= World Cup Rally =

Intercontinental motor rally competition

The World Cup Rally was the name of eight intercontinental motor rally competitions.

==History==
The event drew inspiration from the successful London-Sydney Marathon rallies, which had been held most recently in 1968. Organised by Wylton Dickson, the World Cup Rallies were named for and celebrated the FIFA World Cup association football tournaments. Each rally started in London and raced to the World Cup host city; Mexico City in 1970 and Munich in 1974. With Munich being relatively close to London, the rally was routed southwards into Africa, reaching as far south as Nigeria.

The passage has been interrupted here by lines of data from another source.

PR #2071, opened 2023-08-14
Fix bug in eliminate_contiguous for operators that have module inputs

pfultz2:


test/eliminate_contiguous_test.cpp
```diff
@@ -196,15 +196,47 @@ TEST_CASE(contiguous_pointwise)
...
-    EXPECT(std::distance(mm->begin(), mm->end()) == (count - 1));
+    EXPECT(std::distance(mm->begin(), mm->end()) == (count - 2));
     EXPECT(std::none_of(
         mm->begin(), mm->end(), [](auto&& ins) { return ins.name() == "contiguous"; }));
 }
 
+TEST_CASE(contiguous_nhwc_pointwise)
+{
+    auto s = migraphx::shape::from_permutation(
+        migraphx::version_1::shape::float_type, {2, 3, 8, 8}, {0, 2, 3, 1});
```
umangyadav, line 212: Looks like vscode auto-gen. Fix tidy.

umangyadav (approved):
Surprised, this didn't show up earlier as a bug so far.

test/eliminate_contiguous_test.cpp
pfultz2: Oops. Actually, I use sublime not vscode. Either way its from the clangd autocompletions.

kahmed10 (approved):

causten:
@pfultz2 onnx-taau-downsample dropped significantly, can you review

pfultz2:
> onnx-taau-downsample dropped significantly, can you review

So this doesn't seem to run with miopen on my local machine. After using #2102(which fixes this issue), the compiled programs is the same as the program on develop. Most likely a mixed layout is being used and miopen is calling a different kernel, which most likely produces incorrect results.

The first two events were:
- 1970 London to Mexico World Cup Rally
- 1974 London-Sahara-Munich World Cup Rally

The 1970 event was a success with over a hundred competitors starting and many automobile manufacturers entering professional teams. The rally was won by a factory supported Ford Escort driven by Finnish driver Hannu Mikkola and Swedish co-driver (navigator) Gunnar Palm.

The 1974 event, held in the immediate wake of the 1973 oil crisis, was less successful, with only two factory supported teams and the majority of the front running cars being privateer entrants. The second event was additionally blighted by an error in the navigational notes which saw the majority of the field become lost in the Algerian Sahara desert. The rally was won by the privateer Citroën DS of Australian drivers Jim Reddiex, Ken Tubman and Andre Welinski, who was a veteran of the 1968 London-Sydney Marathon.

The 1974 event's first ever journey across the Sahara planted the seed that would become the Dakar Rally in 1980.

The race continued to be held sporadically.